Isaac Asimov a formulé les célèbres « Trois lois de la robotique » pour protéger l’humanité des excès des machines intelligentes.

Ces lois imposaient qu’un robot ne puisse blesser un humain, qu’il obéisse aux ordres donnés par des humains, et qu’il protège sa propre existence tant que cela ne contredit pas les deux premières lois. Mais ces principes, imaginés dans un futur où les robots auraient une forme humanoïde, sont-ils vraiment applicables aux IA modernes ?

Aujourd’hui, les intelligences artificielles ne sont plus confinées à des robots à forme humaine. Elles sont des logiciels complexes intégrés dans des systèmes qui influencent la finance, la santé, la sécurité, ou même les infrastructures critiques. Ces IA fonctionnent à partir de données massives et de mécanismes d’apprentissage automatique. Elles sont capables de prendre des décisions qui échappent parfois à leurs propres concepteurs.

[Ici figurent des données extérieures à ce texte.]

PR #1270, opened 2018-02-06
Add ring attribute to atoms

mliu49:
This PR enables specification of ring membership for Atoms and GroupAtoms. The level of implementation is currently very basic, but can easily be extended in the future.

Essentially, Group adjacency lists now support a ring property, denoted by `r0` or `r1`, indicating whether or not an atom is part of a ring, e.g.
```
1 R!H u0 p0 c0 r0 {2,S}
2 R!H u0 p0 c0 r1 {1,S}
```
This allows greater specificity when designing groups and can help with ring perception issues when estimating rates.

Internally, this property is stored in a `props` dictionary attribute of Atom and GroupAtom with the `inRing` key. Adjacency list support was not added for Molecules since this is a derived property and not essential to the representation.

### DIFF
--- a/rmgpy/data/kinetics/family.py
+++ b/rmgpy/data/kinetics/family.py
@@ -1300,6 +1300,8 @@ class KineticsFamily(Database):
         for struct in productStructures:
             if isinstance(struct, Molecule):
                 struct.update()
+            else:
+                struct.resetRingMembership()
 
         # Return the product structures
         return productStructures
--- a/rmgpy/molecule/group.py
+++ b/rmgpy/molecule/group.py
@@ -373,13 +373,18 @@ class GroupAtom(Vertex):
                     if charge1 == charge2: break
                 else:
                     return False
+        # Other properties must have an equivalent in other (and vice versa)
+        # Absence of the 'inRing' prop indicates a wildcard
+        if 'inRing' in self.props and 'inRing' in group.props:
+            if self.props['inRing'] != group.props['inRing']:
+                return False
         # Otherwise the two atom groups are equivalent
         return True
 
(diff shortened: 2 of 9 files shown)


rmgpy/data/kinetics/family.py
```diff
@@ -1300,6 +1300,8 @@ def applyRecipe(self, reactantStructures, forward=True, unique=True):
         for struct in productStructures:
             if isinstance(struct, Molecule):
```
mjohnson541: Why does this not need done for molecule objects?

mliu49: If you're referring to resetting ring membership, the `Molecule.update` method will also update the ring attributes.

rmgpy/molecule/group.py
```diff
@@ -373,13 +373,18 @@ def equivalent(self, other):
...
+            if self.props['inRing'] != group.props['inRing']:
+                return False
         # Otherwise the two atom groups are equivalent
         return True
 
     def isSpecificCaseOf(self, other):
         """
-        Returns ``True`` if `other` is the same as `self` or is a more
-        specific case of `self`. Returns ``False`` if some of `self` is not
+        Returns ``True`` if `self` is the same as `other` or is a more
```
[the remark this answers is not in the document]
mliu49: Ok, I'll do that.

rmgpy/data/kinetics/family.py
mjohnson541: Ok

mliu49:
I've updated that commit message and rebased this branch. I think it can be merged at your discretion.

Ainsi, l’idée de leur imposer des lois fixes, comme celles d’Asimov, semble dérisoire. Comment un programme financier, par exemple, pourrait-il comprendre qu’une décision économique abstraite causera indirectement du tort à des milliers d’humains ? Ou comment une IA militaire, suivant un algorithme complexe, pourrait-elle refuser un ordre qui, dans sa logique, semble remplir sa mission, mais qui violerait la première loi ?

Plus inquiétant encore : l’évolution des IA vers des systèmes autonomes, quasi incompréhensibles, rend leur régulation d’autant plus difficile. Pour envisager de nouvelles lois capables de réguler ces IA, encore faudrait-il comprendre en profondeur leur fonctionnement. Mais notre incapacité à cerner leurs décisions – souvent issues d’une boîte noire algorithmiques – rend l’élaboration de nouvelles règles éthiques presque impossible. Nous pourrions bien être dans une situation où les IA échappent à toute forme de régulation stricte simplement parce qu’elles évoluent trop rapidement pour nos propres concepts législatifs.

En fin de compte, les trois lois de la robotique, aussi ingénieuses soient-elles, sont loin d’être suffisantes face aux défis posés par les intelligences artificielles modernes. Créer de nouvelles lois pour les IA nécessiterait de réinventer notre approche de la régulation. Mais pour cela, il faudrait d’abord commencer par comprendre réellement ces systèmes évolutifs – un défi presque aussi vertigineux que la création des IA elles-mêmes. Bref, c’est plié.